Заслужил, давно заслужил.
Потом, когда Чепрятков перестал дрыгаться, мне стало немного тоскливо.
К Ларе подошел парень с медвежьими предплечьями, кажется, один из борцов. Осторожно так подошел. Попросил потихоньку:
– Хватит, может...
– Нож, – так же тихо сказала Лара. – Дайте мне нож.
Мне стало страшно окончательно. Я почувствовал, как по шее покатился пот, увидел, как дрогнули спортсмены. Я понял, что еще секунда – и кто-нибудь принесет нож, принесет, принесет, бандерлоги шагнут в черную пасть Каа...
И тогда Лара отрежет Чепряткову уши. Спокойно, старательно, без интереса. Спрячет их в карман своей кожаной куртки. «DR» «77».
– Лара! – позвал я. – Не надо. Пожалуйста...
Я растолкал спортсменов и подбежал к ней.
– Нож, – повторила Лара. – Дайте нож.
– Не надо. – Я схватил ее за руку, рука была перепачкана в липкой чепрятковской крови.
Лара остановилась. Поднялась, достала из кармана платок, протерла кулаки. Бросила платок на пол. Обвела взглядом спортсменов.
– Я просила нож, – сказала она.
Спортсмены стояли вокруг. Как обгадившиеся детсадовцы. Страх. Запах пота не мог перебить запах страха. Даже ужаса. Лиса в курятнике. Говорят, что, утолив первый голод, пробравшаяся в курятник лиса начинает убивать птиц уже просто так, для удовольствия. Направо-налево, режет, пока не перережет всех.
– Не надо, Лара. – Я схватил ее за руку и потащил в сторону выхода.
Лара шагала послушно. Ноги ее будто шагали сами по себе, как-то отдельно от тела. Лара будто сломалась. Почти повисла у меня на плече.
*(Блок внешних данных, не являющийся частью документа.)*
PR #6191, opened 2018-11-22
cmd/snap: fix missing newline in "snap keys" error message

stolowski:
While testing if a fix for an old bug for snap keys landed, I noticed the error message is missing a newline.

### DIFF
--- a/cmd/snap/cmd_keys.go
+++ b/cmd/snap/cmd_keys.go
@@ -66,7 +66,7 @@ func outputJSON(keys []Key) error {
 
 func outputText(keys []Key) error {
 	if len(keys) == 0 {
-		fmt.Fprintf(Stdout, "No keys registered, see `snapcraft create-key`")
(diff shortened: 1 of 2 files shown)


cmd/snap/cmd_keys.go
```diff
@@ -66,7 +66,7 @@ func outputJSON(keys []Key) error {
 
 func outputText(keys []Key) error {
 	if len(keys) == 0 {
-		fmt.Fprintf(Stdout, "No keys registered, see `snapcraft create-key`")
+		fmt.Fprintf(Stdout, "No keys registered, see `snapcraft create-key`\n")
```
chipaca: hm. I think in most other places this sort of message goes to stderr. Could you change it to `fmt.Fprintln(Stderr, ...)` instead?

zyga:
+1, I also found this in my tumbleweed branch but didn't propose separately. Thank you :)

PR #6193, opened 2018-11-22
spread: drop Fedora 27, add Fedora 29

bboozzoo:
Add Fedora 29, while at it drop Fedora 27.


zyga:
I think this is blocked on the repackaging design bug in our test suite. We cannot land this without addressing that.

zyga:
The remark is no longer a blocker because F29 is manual and thus won't break anything. We still need to change the way we rebuild and repackage snapd snap for tests as it is fundamentally broken.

Я выволок ее на улицу. Ее шатало, и я прислонил ее к стене. На лице у нее была пустота и усталость, я подкатил мопед, на всякий случай усадил ее перед собой, и мы поехали прочь.
Я долго катался по городу. Возвращаться домой не хотелось, куда-то заезжать тоже не хотелось. Мы катались, пока не кончился бензин. Я перешел на резерв, и мы доехали до Нового моста. Погода была хорошая, я скатился вниз, мы отошли метров на сто, до небольшого пляжика. Лара набрала старой травы, придавила ее несколькими сухими корягами, подожгла. Развела костерок и стала греть руки. И я тоже. Я сидел напротив нее и тоже грел руки – с реки тянуло весенним холодом.
Так мы сидели достаточно долго. Я не знал, что сказать. Потом встал, сходил за дровами, на старом поле раскопал прошлогодней картошки, притащил ее к костру. Ссыпал в угли, еще толком не прогоревшие. Завалил землей, поверх разложил огонь.
Лара легла на землю, свернулась калачиком и закрыла глаза.
– Холодно, – сказал я, – земля еще не прогрелась...
Но Лара промолчала.
Я добавил еще дров, чтобы было не так холодно. Потом я затоптал огонь и расковырял землю. Картошка испеклась, Лара поднялась с земли, мы сидели и ели картошку.